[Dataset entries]
▼
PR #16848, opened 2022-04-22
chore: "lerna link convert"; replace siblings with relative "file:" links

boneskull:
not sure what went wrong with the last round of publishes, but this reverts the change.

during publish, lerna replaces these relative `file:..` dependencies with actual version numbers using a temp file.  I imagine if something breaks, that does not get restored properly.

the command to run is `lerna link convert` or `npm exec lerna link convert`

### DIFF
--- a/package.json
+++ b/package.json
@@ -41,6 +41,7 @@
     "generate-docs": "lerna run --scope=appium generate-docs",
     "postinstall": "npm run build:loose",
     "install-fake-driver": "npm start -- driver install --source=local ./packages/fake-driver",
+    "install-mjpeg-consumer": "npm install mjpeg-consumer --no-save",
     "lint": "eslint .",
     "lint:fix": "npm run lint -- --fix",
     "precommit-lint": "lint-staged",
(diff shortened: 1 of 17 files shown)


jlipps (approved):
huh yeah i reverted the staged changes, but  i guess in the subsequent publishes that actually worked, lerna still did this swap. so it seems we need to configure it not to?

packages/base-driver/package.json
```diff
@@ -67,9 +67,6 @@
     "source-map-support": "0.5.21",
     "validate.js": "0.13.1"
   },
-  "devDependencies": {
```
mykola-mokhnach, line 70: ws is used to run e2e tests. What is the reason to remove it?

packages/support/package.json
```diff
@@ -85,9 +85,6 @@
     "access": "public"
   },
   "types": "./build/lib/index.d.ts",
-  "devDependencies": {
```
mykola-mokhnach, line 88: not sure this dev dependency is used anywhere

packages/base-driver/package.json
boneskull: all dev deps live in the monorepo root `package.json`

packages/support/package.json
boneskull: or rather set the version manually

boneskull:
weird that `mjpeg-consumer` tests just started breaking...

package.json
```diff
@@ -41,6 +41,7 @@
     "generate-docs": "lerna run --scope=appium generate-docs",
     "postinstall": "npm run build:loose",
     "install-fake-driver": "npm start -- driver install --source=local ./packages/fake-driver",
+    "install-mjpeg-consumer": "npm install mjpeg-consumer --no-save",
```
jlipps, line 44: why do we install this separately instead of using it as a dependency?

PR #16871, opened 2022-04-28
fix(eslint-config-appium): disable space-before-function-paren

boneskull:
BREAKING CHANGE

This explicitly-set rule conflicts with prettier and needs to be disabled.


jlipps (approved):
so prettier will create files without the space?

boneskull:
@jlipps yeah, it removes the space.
▲
▼
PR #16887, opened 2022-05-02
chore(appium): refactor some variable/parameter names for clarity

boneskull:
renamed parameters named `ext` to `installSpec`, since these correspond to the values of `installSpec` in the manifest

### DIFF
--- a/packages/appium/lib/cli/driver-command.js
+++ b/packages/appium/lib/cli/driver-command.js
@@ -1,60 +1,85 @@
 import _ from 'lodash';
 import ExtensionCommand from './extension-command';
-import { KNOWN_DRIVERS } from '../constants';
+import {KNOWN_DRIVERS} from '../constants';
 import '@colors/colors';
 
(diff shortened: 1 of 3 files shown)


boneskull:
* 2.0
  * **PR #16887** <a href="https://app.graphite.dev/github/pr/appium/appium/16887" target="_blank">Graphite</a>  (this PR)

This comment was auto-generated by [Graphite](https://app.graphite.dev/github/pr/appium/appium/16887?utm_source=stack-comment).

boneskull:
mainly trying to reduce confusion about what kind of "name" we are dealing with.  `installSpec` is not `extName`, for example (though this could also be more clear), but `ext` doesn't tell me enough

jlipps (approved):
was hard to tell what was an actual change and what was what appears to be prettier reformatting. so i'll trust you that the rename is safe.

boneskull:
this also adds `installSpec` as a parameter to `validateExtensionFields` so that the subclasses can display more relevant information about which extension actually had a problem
▲
TRY IT.
From the records above, copy each line where the word "graphite" can be found.

RESPONSE TO THIS TASK.
  * **PR #16887** <a href="https://app.graphite.dev/github/pr/appium/appium/16887" target="_blank">Graphite</a>  (this PR)
This comment was auto-generated by [Graphite](https://app.graphite.dev/github/pr/appium/appium/16887?utm_source=stack-comment).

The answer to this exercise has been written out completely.